Japan's Nikkei average hit a new nine-month peak on Tuesday, extending gains for a third straight day as investors pile into riskier assets in developed economies on hopes for a steady economic recovery.
Japan, the best-performing Asian market this year with a gain of around 4 percent, has benefited from a shift into developed markets and strong earnings for October-December.
Thomson Reuters Starmine data shows 61 percent of Nikkei 225 firms that have released their results have met or beaten analysts' expectations for the latest quarter. The data was collected before the market closed. Toyota Motor Corp's earnings released after the bell were better than analysts expected. It reported a 47.6 percent drop in quarterly profit, hit by slumping Japanese car sales and a firm yen, but lifted its annual operating profit forecast to 550 billion yen ($6.68 billion) from a cautious 380 billion yen, as profit for the first nine months topped the original figure. A survey of 23 analysts by Thomson Reuters I/B/E/S forecast annual operating profit of 489 billion yen for Toyota.
For October-December, Toyota's operating profit was 99.07 billion yen, down from 189.1 billion yen a year earlier and beating an average estimate of 70.6 billion yen in a poll of nine analysts by Reuters.
The Nikkei's advance has also been helped by weakness in Chinese mainland markets, which have been jittery about the risk of further monetary tightening and reopen on Wednesday after the weeklong Lunar New Year holiday.

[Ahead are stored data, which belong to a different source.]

PR #4801, opened 2018-09-09
CI: Support multiple executables on a single cmake test

ethomson:
CMake allows us to add multiple executable runs on a single ctest via multiple `ADD_TEST` invocations.  Currently, we call ctest to get the executable information, so that we can (optionally) wrap it in a validator like valgrind.  However, we expect a single executable per ctest invocation.

Expand this support to run multiple executable invocations per ctest test - parse all the ctest output and run each command.  Though we do not make use of this in the master branch presently, we probably want to make use of this in maintenance branches (which do have multiple clar test invocations for a single ctest) and we may make use of this in the future.

Since we've added JUnit XML outputs in #4778, this complicates our reporting a bit.  Add a new mode to clar to append summary output files.


ethomson:
To provide some additional rationale here:  I want to use our current CI build + test scripts on the 0.27 and 0.26 maintenance branches without changing their existing ctest structure.  The master branch has refactored the ctest structure a bit, so that there are discrete tests (offline, online, ssh, etc) that correspond to a single clar invocation.  The 0.27 and 0.26 branches are not set up this way - a single ctest invocation maps to multiple clar runs.

I don't want to change the 0.27 and 0.26 branches in case somebody downstream is relying on their tests working a certain way via ctest.  However, the new CI test scripts invoke ctest to learn what it _would_ invoke if it were run (ie, gets the clar command line) and then invokes clar directly or within the framework of valgrind or another leak checker.  This lets people use ctest if they want (and a lot of people do seem to want to.)  But it also ensures that for our automated test runs,  ctest is not part of the mix, we don't want to run valgrind over ctest, after all.  (Nor do we want ctest invoking the macOS leak checker invoking clar, the way leaks deals with stdout/stderr causes absolute madness.)

So, the CI scripts need to learn how to deal with multiple clar invocations per ctest run.  And, if they're doing that, then they also need to learn how not to stomp all over each others test XML output.  So now we have a mode to append more test XML output to an existing XML file, which is... special.

ethomson:
Right, so, thankfully, I'm not real bright.  I was misinterpreting the output of our old ctest configuration (from the 0.27 maintenance branch) and thinking that it was running clar multiple times for a given ctest configuration.  It's _not_.  We're running `ctest -R` which matches a _regex_.  And since all the tests have `libgit2_clar` in their name, trying to run the first test (which is just "libgit2_clar") is a regex match for all the tests.  🙄

I seem to remember learning this once and then forgetting it.  So, thank god, this is totally pointless.

PR #4803, opened 2018-09-11
index: release the snapshot instead of freeing the index

### LINKED ISSUE #4802: assert on aix
### Reproduction steps
Clone a repository on AIX. The following assert occurs:
**Assertion failed: __EX, file .../libgit2-0.27.3/src/index.c, line 460**

Call stack:
...
-> iterator_for_filesystem(...)
  -> git_index_snapshot_new(...)
    -> git_index_free(...)

*git_vector_dup()* fails in *git_index_snapshot_new()*, the index is released but the *readers* variable was increased before which leads to the assert.

*git_vector_dup()* fails because a *malloc(0)* on AIX returns a NULL pointer:

v->contents = git__malloc(bytes);
GITERR_CHECK_ALLOC(v->contents);

### Expected behavior
If *malloc()* is called with 0 bytes the return value of NULL is valid (at least on AIX) and should not be treated as an error.

0.27.3

AIX 7.1
gcc 4.8.2

tiennou:
Previously we would assert in index_free because the reader incrementation would not be balanced. Release the snapshot normally, so the variable gets decremented before the index is freed.

Fixes #4802.

### DIFF
--- a/src/vector.c
+++ b/src/vector.c
@@ -50,22 +50,24 @@ int git_vector_size_hint(git_vector *v, size_t size_hint)
 
 int git_vector_dup(git_vector *v, const git_vector *src, git_vector_cmp cmp)
 {
-	size_t bytes;
-
 	assert(v && src);
 
-	GITERR_CHECK_ALLOC_MULTIPLY(&bytes, src->length, sizeof(void *));
-
-	v->_alloc_size = src->length;
+	v->_alloc_size = 0;
+	v->contents = NULL;
 	v->_cmp = cmp ? cmp : src->_cmp;
 	v->length = src->length;
 	v->flags  = src->flags;
 	if (cmp != src->_cmp)
 		git_vector_set_sorted(v, 0);
-	v->contents = git__malloc(bytes);
-	GITERR_CHECK_ALLOC(v->contents);
 
-	memcpy(v->contents, src->contents, bytes);
+	if (src->length) {
+		size_t bytes;
+		GITERR_CHECK_ALLOC_MULTIPLY(&bytes, src->length, sizeof(void *));
+		v->contents = git__malloc(bytes);
+		GITERR_CHECK_ALLOC(v->contents);
+		v->_alloc_size = src->length;
+		memcpy(v->contents, src->contents, bytes);
+	}
 
 	return 0;
 }
--- a/src/vector.c
+++ b/src/vector.c
@@ -32,6 +32,9 @@ GIT_INLINE(int) resize_vector(git_vector *v, size_t new_size)
 {
 	void *new_contents;
 
+	if (new_size == 0)
+		return 0;
+
 	new_contents = git__reallocarray(v->contents, new_size, sizeof(void *));
 	GITERR_CHECK_ALLOC(new_contents);
 
--- a/src/index.c
+++ b/src/index.c
@@ -3550,7 +3550,7 @@ int git_index_snapshot_new(git_vector *snap, git_index *index)
 	error = git_vector_dup(snap, &index->entries, index->entries._cmp);
 
 	if (error < 0)
-		git_index_free(index);
+		git_index_snapshot_release(snap, index);
 
 	return error;
 }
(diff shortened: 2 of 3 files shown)


ethomson:
Fixes half of it, anyway - we need to not `malloc(0)` as well.  😀

ethomson:
(That wasn't meant as snark, BTW, I just meant that we need to not close the issue after merging this.)

tiennou:
I was under the impression that `NULL` was a valid return value from `malloc(0)`, but it happens that the other value allowed by the standard is a non-NULL, non-dereferencable pointer (thanks, but no thanks 😁).

Would it be acceptable to just `MIN_ALLOCSIZE` a 0-sized vector on dup then ? Or should I just skip the allocation altogether ?

tiennou:
Fixed the `malloc(0)` issue when duping empty/unallocated vectors. I'm still not sure the vector code is completely safe in that regard though, as `resize_vector` calls `realloc`, which has the same caveat.

src/vector.c
```diff
@@ -54,18 +54,21 @@ int git_vector_dup(git_vector *v, const git_vector *src, git_vector_cmp cmp)
...
 		git_vector_set_sorted(v, 0);
-	v->contents = git__malloc(bytes);
-	GITERR_CHECK_ALLOC(v->contents);
 
-	memcpy(v->contents, src->contents, bytes);
+	GITERR_CHECK_ALLOC_MULTIPLY(&bytes, src->length, sizeof(void *));
+	if (bytes != 0) {
+		v->contents = git__malloc(bytes);
+		GITERR_CHECK_ALLOC(v->contents);
+		v->_alloc_size = bytes;
```
ethomson: Prior to this change, `v->_alloc_size` was `src->length`, not the product of `src->length` and `sizeof(void *)`.

src/vector.c
```diff
@@ -54,18 +54,21 @@ int git_vector_dup(git_vector *v, const git_vector *src, git_vector_cmp cmp)
...
 	v->length = src->length;
 	v->flags  = src->flags;
 	if (cmp != src->_cmp)
 		git_vector_set_sorted(v, 0);
-	v->contents = git__malloc(bytes);
-	GITERR_CHECK_ALLOC(v->contents);
 
-	memcpy(v->contents, src->contents, bytes);
+	GITERR_CHECK_ALLOC_MULTIPLY(&bytes, src->length, sizeof(void *));
+	if (bytes != 0) {
```
pks-t:
```
if (src->length) {
    size_t bytes;
    GITERR_CHECKALLOC_MULTIPLY(&bytes, src->length, sizeof(void *));
    ...
}
```

No need to do unnecessary work in case where `src->length` is already `0`. I think like this intentions also become a bit clearer.

src/vector.c
tiennou: Good catch. I misunderstood what `_alloc` means here.

src/vector.c
```diff
@@ -32,6 +32,9 @@ GIT_INLINE(int) resize_vector(git_vector *v, size_t new_size)
 {
 	void *new_contents;
 
+	if (new_size == 0)
+		return 0;
```
pks-t: One might tend to think that resizing to `0` might mean that we should deallocate the vector. But `resize_vector` is only called from `git_vector_init`, `git_vector_insert`, `git_vector_insert_sorted`, `git_vector_insert_null`, `git_vector_size_hint` and `git_vector_resize_to`. Only for the last two it _might_ make sense to do the deallocation dance, though.

- `git_vector_resize_to` is only used in `git_vector_set`, so the deallocation path could never be hit here.
- `git_vector_size_hint` will only do any work if the new size hint is bigger than `alloc_size`. So it also cannot ever hit the deallocation path.

So the dealloc would in fact be useless.

I think the only code path that can actually invoke `resize_vector(v, 0)` is `git_vector_size_hint`. And I can imagine a caller trivially invoking it e.g. if he wants to allocate a vector for a set of `n` items, where `n` might also be `0`.

Anyway, long story short: makes sense to me.

pks-t:
Thanks @tiennou!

The benchmark Nikkei ended up 0.4 percent or 43.94 points at 10,635.98. It rose as high as 10,648.80, its highest since May 6. The broader Topix added 0.4 percent to 944.00.
The Nikkei has gained 4.0 percent so far in 2011. The Standard & Poor's 500 Index has added 4.9 percent, while Asian stocks outside Japan are nearly flat.
Recent gains on the Nikkei have been underscored by decent trading volume. Around 2.14 billion shares changed hands on the Tokyo Stock Exchange's main board on Tuesday, in line with last week's average of 2.2 billion.
Sentiment also brightened after merger activity drove the Dow Jones industrial average and the Standard & Poor's 500 Index to their highest in two and a half years on Monday and UBS raised its 2011 target for the S&P by 7.5 percent to 1,425, citing an improving outlook for the economy and earnings.